- [YOUR ASSIGNMENT]
From the line containing "Ambient 1 zone improve" down to the line containing "With this I" in the records below, reproduce every line exactly, ends included, and omit all others.

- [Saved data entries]
PR #1595, opened 2023-11-13
fix toggle touchpad

Oleg52:
After v0.131 update i noticed that FN+F10 doesn't toggle touchpad state at all, in the discussion [#1504](https://github.com/seerge/g-helper/discussions/1504) i meant to add delay before firing all key up events, now it works as it should, even with 50ms delay


seerge:
@Oleg52 ok, for me it keeps working in all situations anyway

PR #1635, opened 2023-11-22
Ambient 1 zone improve

DLdota:
if resolution is less than 512x288 after compression, then black color absorb other colors


seerge:
Oke!

PR #1639, opened 2023-11-23
fix: removed = from resolve conflict

Constrat:
With this I don't have any more commits + removed =.

This has been journey, sorry for all the mistakes :P


Constrat:
Ignore: already resolved with 36d6d6af48553de5a87b687161930b65a4a01330

PR #1651, opened 2023-11-25
Remove delay when main window opens

saneksem:
Calling `Startup.StartupCheck()` method may result to ~0.5-2 seconds delay before application window loads and becomes responsive. It depends on how many windows services are running and lag may happen on this line `var task = taskService.RootFolder.AllTasks.FirstOrDefault(t => t.Name == taskName);.` Sometimes it executes faster sometimes very slow.
I don't think we need to check task path on every window opening. If application was updated or moved then it should be enough to check task's exe path once on startup.

### DIFF
--- a/app/Program.cs
+++ b/app/Program.cs
@@ -122,6 +122,8 @@ namespace GHelper
                 SettingsToggle(action, false);
             }
 
+            Startup.StartupCheck();
+            
             Application.Run();
 
         }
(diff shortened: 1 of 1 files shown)


saneksem:
It doesn't happen every time. I attached GIF with visible delay. I think **it happens only when "Run on startup" is uncheked** and task service iterates ALL elements.
ghelper-lag

seerge:
@saneksem hello, I have moved whole action block out from ``SettingsToggle`` as it's actually not needed there indeed :) But thanks for spotting.

Closing this then

PR #1662, opened 2023-11-27
Added support for ROG Chakram Core (P511)

IceStormNG:
Adds support for the ROG Chakram Core (P511) mouse.


seerge:
@IceStormNG thanks!

PR #1700, opened 2023-12-07
Surpport Windows Style Toast

View12138:
GHelper Style Toast: [config.json] toast_mode:0
Windows Style Toast: [config.json] toast_mode:1
Muted_Toast


seerge:
@View12138 hello, thanks for contribution,

But for me your new toast window constantly shows some debug form below itself (even when it's invisible) :)

Also I see that some icons don't match (or don't change status) comparing to current implementation (like touchpad disabled)

View12138:
@seerge Thank you for your review!😊 The display logic for the new Toast has been revised, and new ICONs are now in use. However, the ICON display logic remains consistent with the previous version and is determined based on the ToastIcon enumeration.

PR #1762, opened 2023-12-19
Support for ASUS TuF M3 Gen II

IceStormNG:
ASUS released a Gen II version of the TuF M3 mouse. Same protocol, but different hardware identifiers.
This adds support for the Gen II variant.


seerge:
@IceStormNG by the way, do you have Discord or any other way to contact? I wanted to ask something :)

PR #1848, opened 2024-01-04
Support for Gladius II and Gladius II Origin

IceStormNG:
Adds support for Gladius II and Gladius II Origin (P502 and P504).


seerge:
@IceStormNG great :) big thanks as usual 👑

PR #1895, opened 2024-01-11
Update Program

Adam-S-Amir:
I love G-Helper but the built-in update button doesn't work, so this is a quick and dirty fix with bigger changes on the way.

### DIFF
--- a/README.md
+++ b/README.md
@@ -2,6 +2,8 @@
 
 I noticed that G-Helper's built in update button doesn't work too well so I made this simple batch file.
 
+I AM NOT AFFILIATED WITH THE G-HELPER PROJECT.
+
 # TODO
  - [ ] Make standalone application
  - [ ] Link to main app
--- a/README.md
+++ b/README.md
@@ -1,0 +1,7 @@
+# What is this?
+
+I noticed that G-Helper's built in update button doesn't work too well so I made this simple batch file.
+
+# TODO
+ - [ ] Make standalone application
+ - [ ] Link to main app
--- a/Updater.bat
+++ b/Updater.bat
@@ -1,0 +1,65 @@
+@echo off
+setlocal enabledelayedexpansion
+
+:: Check if running with administrator privileges
+NET SESSION >nul 2>&1
+if %errorlevel% neq 0 (
+    echo This script requires administrator privileges.
+    echo Please run the script as an administrator.
+    pause
+    exit /b 1
+)
+
+:: Your script code goes here
+
+echo Running with administrator privileges.
+
+REM Replace 'owner' and 'repo' with the GitHub owner and repository name
+set owner=seerge
+set repo=g-helper
+
+REM Fetch the latest release information
+for /f "tokens=*" %%i in ('curl -s "https://api.github.com/repos/%owner%/%repo%/releases/latest" ^| jq -r ".assets[0].browser_download_url"') do set download_url=%%i
+
+echo Download URL: !download_url!
+
+REM Specify the process name
+set "process_name=GHelper.exe"
+
+REM Kill the process
+taskkill /F /IM "%process_name%"
+
+powershell -Command "winget install -e --id jqlang.jq"
+
+echo Process %process_name% killed.
+
+:: Get the full path of the batch file's directory
+set "destination_folder=%~dp0"
+
+:: Loop through files in the batch file's directory
+for %%F in ("%destination_folder%\*") do (
+    set "file=%%~nxF"
+    if /I "%%~xF" neq ".bat" (
+        del "%%F"
+        echo Deleted: !file!
+    )
+)
+
+echo Files deleted, excluding batch files.
+
+REM Download the file
+curl -L -o "%destination_folder%\GHelper.zip" %download_url%
+
+REM Change the current directory to the destination folder
+cd /d "%destination_folder%"
+
+REM Unzip the file
+powershell -command "Expand-Archive -Path '.\GHelper.zip' -DestinationPath '.\'"
+
+REM Delete the zip file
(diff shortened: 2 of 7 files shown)


seerge:
@Adam-S-Amir hello, if you mean Auto Update prompt - it works :) what exactly doesn't work in your case?

I'm not a fan of creating separate executables, just to update

Adam-S-Amir:
@seerge Hey! Yes, we can download the zip file, but it won't self-extract and replace the current version of G-Helper with the latest build. This goes for the auto update prompt and the download button in the bottom left-hand corner. A separate executable would be useful as it would solve these issues, and linking a button to said executable would (in my opinion) make this application more user-friendly/dummy proof. This task would be taken care of by me if given the opportunity, though merging my own changes are up to you. Again, I love this app; I wanted to fix a niche issue I had.

seerge:
@Adam-S-Amir which version did you use to trigger auto update ? as in https://github.com/seerge/g-helper/releases/tag/v0.144 i have fixed an issue when it wouldn't extract if a folder with app contained special characters or spaces

So if you run 0.144 -> autoupdates should work (but there is no newer "final" release yet). It will trigger when i will mark new version as final :)

seerge:
@Adam-S-Amir i have marked 0.146 as "final" release, so 0.144 (with auto-update fix) should now trigger update dialog :) please check if it works for you

IceStormNG:
For me, the auto update did not work from 144 to 146. It closed and restarted, but started the old version again. I had to manually download the zip and replace GHelper

seerge:
@IceStormNG it starts powershell process with unzip script inside
https://github.com/seerge/g-helper/blob/df35a576dfa772b3f99e3c669dee1e827cbdeabe/app/AutoUpdate/AutoUpdateControl.cs#L122C17-L122C17

Can you check ``log.txt`` for for actual command and just try to run it manually in powershell ? Would it work ?

IceStormNG:
I guess I know what the issue is. My GHelper sits in "C:\Programs\GHelper". And when I run this manually, I get a "permission denied" when it tries to remove the old files.
Although, GHelper is running as admin, and should therefore not run into this issue. When I run the PS as admin, it does replace the files

seerge:
@IceStormNG ah! I can then launch powershell with same permissions as parent process runs then.

seerge:
@IceStormNG can you check if this build (with fake version 0.100) updates correctly in your conditions ?

[GHelper.zip](https://github.com/seerge/g-helper/files/13922782/GHelper.zip)

IceStormNG:
Nope. Does not work. It downloads the file, and also removes the archive afterwards, but it does not replace the GHelper files.

seerge:
@IceStormNG did you start it as admin ?

IceStormNG:
I run it through task scheduler, and the flag "run with highest permission" is ticket.

seerge:
@IceStormNG hm, I can't reproduce it now

I have placed test exe to ``C:\Program Files\GHelper`` (so system asked me for admin permissions even to create folder and copy it there)

Then if I run app as admin - it prompts for update - and auto updates
If I run it not as admin - it prompts for update and (expectedly) fails

I have already pushed this tweak to main https://github.com/seerge/g-helper/blob/527769042fc405354e2008fd25987727725a4c83/app/AutoUpdate/AutoUpdateControl.cs#L134

Mb you can tinker with that on your end, and try to figure out what prevents it from updating ?

IceStormNG:
https://stackoverflow.com/questions/2532769/how-to-start-a-process-as-administrator-mode-in-c-sharp

It looks like newer .Net neeeds UseShellExecute Set to true for the runas to work. I might try that later.

Kikimahe:
hi,

I had the same problem as @IceStormNG doing the updates : 

- Ghelper in this location: C:\Programs\GHelper
- Permission denied to save Zip file to this location.

I have tested the version above offered by Seerge.
Update works perfectly now.  👍

IceStormNG:
Did some more testing. The reason is, that GHelper did not exit quickly enough so it gets a "permission denied" as windows does not allow deleting running exectuables. I will try to find out how to solve that.

Kikimahe:
I don't think so because I tried this :
- Closing Ghelper
- Disabled task for Ghelper autostart
- Windows restart.

After restart, Windows still refuses to save Ghelper.zip to this location.

IceStormNG:
For me it is. I just tested it by using "Wait-Process -Name" instead of sleep. GHelper does not terminate. If I then exit it via taskmanager, the update runs through.

seerge:
@IceStormNG yeah, probably 1 second is not enough. Can you paste here full powershell command that you used instead ? or just do a PR with a tweak?

Thanks! :)

IceStormNG:
> @IceStormNG yeah, probably 1 second is not enough. Can you paste here full powershell command that you used instead ? or just do a PR with a tweak?

I opened a PR with the two changes. It now works fine for me.

seerge:
@IceStormNG merged :)

Kikimahe:
It's fix. 

Even though I am an administrator, I had to modify the "user" permissions of the `C:\Program Files\GHelper `folder by checking "total control".

And now the automatic update happens by itself. ! \O/

Capture d'écran 2024-01-13 121615

IceStormNG:
@Kikimahe  yeah, I also had to change permissions for that folder so that the regular user accounts can modifiy it. No big deal for me, although it should not be necessary.
For the admin to work, one has to set the "UseShellExecute = true" IIRC, but that makes the powershell window visible. And might scare some users xD

seerge:
Oke, thanks everyone for cooperation. I'm closing this PR as it's not needed anymore :)

Issue #89, opened 2015-08-12
Add padding to extent of data domain


jleft:
The first and last bars of the chart are cut off - we should add some padding, so they can be fully displayed.

![extent-padding](https://cloud.githubusercontent.com/assets/2017615/9224960/3c49b26a-40fe-11e5-9473-9a01867b90fb.PNG)

djmiley:
We need to pad for candlestick, OHLC and area series.

PR #99, opened 2015-08-12
fixed bug, added padExtent to utils

CBarrett2:


CBarrett2:
Resolves #89

jleft:
Do we need to consider other scale types? What if we wanted to pad a linear scale? Maybe not for now...

Any thoughts on a function like this, with an, optional, padding param? (Could use `fc.util.extent` internally.)
```js
// sc.util.extent(data, fields, padding); // For example:
sc.util.extent(data, ['date'], 60 * 60 * 24);
```

CBarrett2:
I like both of those ideas @jleft, maybe a new issue once this is pulled? Also perhaps an option to pad by percentage rather than an absolute value?

src/assets/js/main.js
```diff
@@ -189,7 +190,7 @@
             var tx = zoom.translate()[0];
             var ty = zoom.translate()[1];
 
-            var xExtent = fc.util.extent(data, ['date']);
+            var xExtent = sc.util.findPaddedExtent(fc.util.extent(data, ['date']), 60 * 60 * 24);
```
jleft: Will there be excess whitespace at the start and end of the chart when using a line/area/point series?

src/assets/js/main.js
```diff
@@ -262,8 +263,9 @@
 
     // Create navigation chart
     var yExtent = fc.util.extent(sc.util.filterDataInDateRange(data, fc.util.extent(data, 'date')), ['low', 'high']);
+    var xExtent = sc.util.findPaddedExtent(fc.util.extent(data, 'date'), 60 * 60 * 24);
```
jleft: Will this create a gap between the extremes of the series and the edge of the navigator?

src/index.html
```diff
@@ -69,8 +69,11 @@
     </div>
     <script src="assets/js/sc.js"></script>
     <script src="assets/js/util/filterDataInDateRange.js"></script>
+    <script src="assets/js/util/findPaddedExtent.js"></script>
     <script src="assets/js/data/feed/coinbase/webSocket.js"></script>
     <script src="assets/js/data/feed/coinbase/ohlcWebSocketAdaptor.js"></script>
+    <script src="assets/js/webSocket.js"></script>
```
jleft: Remove.

src/index.html
```diff
@@ -69,8 +69,11 @@
...
+    <script src="assets/js/ohlc.js"></script>
```
jleft: Remove.

src/assets/js/util/findPaddedExtent.js
```diff
@@ -0,0 +1,10 @@
+(function(d3, fc) {
+    'use strict';
+    sc.util.findPaddedExtent = function(extent, period) {
```
jleft: I'm not sure if this is really _finding_ the padded extent, maybe it's _offsetting_ the extent? I quite liked _padExtent_ too... maybe I'm being too pedantic!

src/assets/js/main.js
CBarrett2: There's some excess whitespace on the nav bar, at either end, but none on the main chart

src/assets/js/main.js
```diff
@@ -280,8 +292,18 @@
...
+                    var extent = fc.util.extent(data, ['date']);
+                    var earliest = brush.extent()[0][0];
+                    var latest = brush.extent()[1][0];
+                    /*if (brush.extent()[1][0].getTime() === extent[1].getTime()) {
+                        earliest = new Date(earliest.getTime() - bufferPeriod);
+                    }
+                    if (brush.extent()[0][0].getTime() === extent[0].getTime()) {
+                        latest = new Date(latest.getTime() + bufferPeriod);
+                    }*/
+
```
djmiley: Removed bracketed code.

src/assets/js/main.js
```diff
@@ -262,8 +273,9 @@
 
     // Create navigation chart
     var yExtent = fc.util.extent(sc.util.filterDataInDateRange(data, fc.util.extent(data, 'date')), ['low', 'high']);
+    var xExtent = fc.util.extent(data, 'date');
     var navTimeSeries = fc.chart.linearTimeSeries()
-        .xDomain(fc.util.extent(data, 'date'))
+        .xDomain(xExtent)
         .yDomain(yExtent)
```
djmiley: What do we gain with this? Also maybe `xDomain` before `yDomain`

src/assets/js/main.js
```diff
@@ -92,7 +100,8 @@
 
     // Set Reset button event
     function resetToLive() {
-        timeSeries.xDomain(standardDateDisplay);
+        var extent = sc.util.paddedExtent(standardDateDisplay, bufferPeriod);
+        timeSeries.xDomain(extent);
         render();
```
djmiley: `extent` -> `paddedExtent`?

src/assets/js/main.js
```diff
@@ -100,7 +109,6 @@
 
     // Create main chart and set how much data is initially viewed
     var timeSeries = fc.chart.linearTimeSeries()
-        .xDomain(standardDateDisplay)
         .xTicks(6);
```
djmiley: Why remove this line?

CBarrett2: It paves the way for removing standardDateDisplay as a global variable.

djmiley: Ok. Yes, I see what's happening here.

- [ANSWER SECTION]
Ambient 1 zone improve

DLdota:
if resolution is less than 512x288 after compression, then black color absorb other colors


seerge:
Oke!

PR #1639, opened 2023-11-23
fix: removed = from resolve conflict

Constrat:
With this I don't have any more commits + removed =.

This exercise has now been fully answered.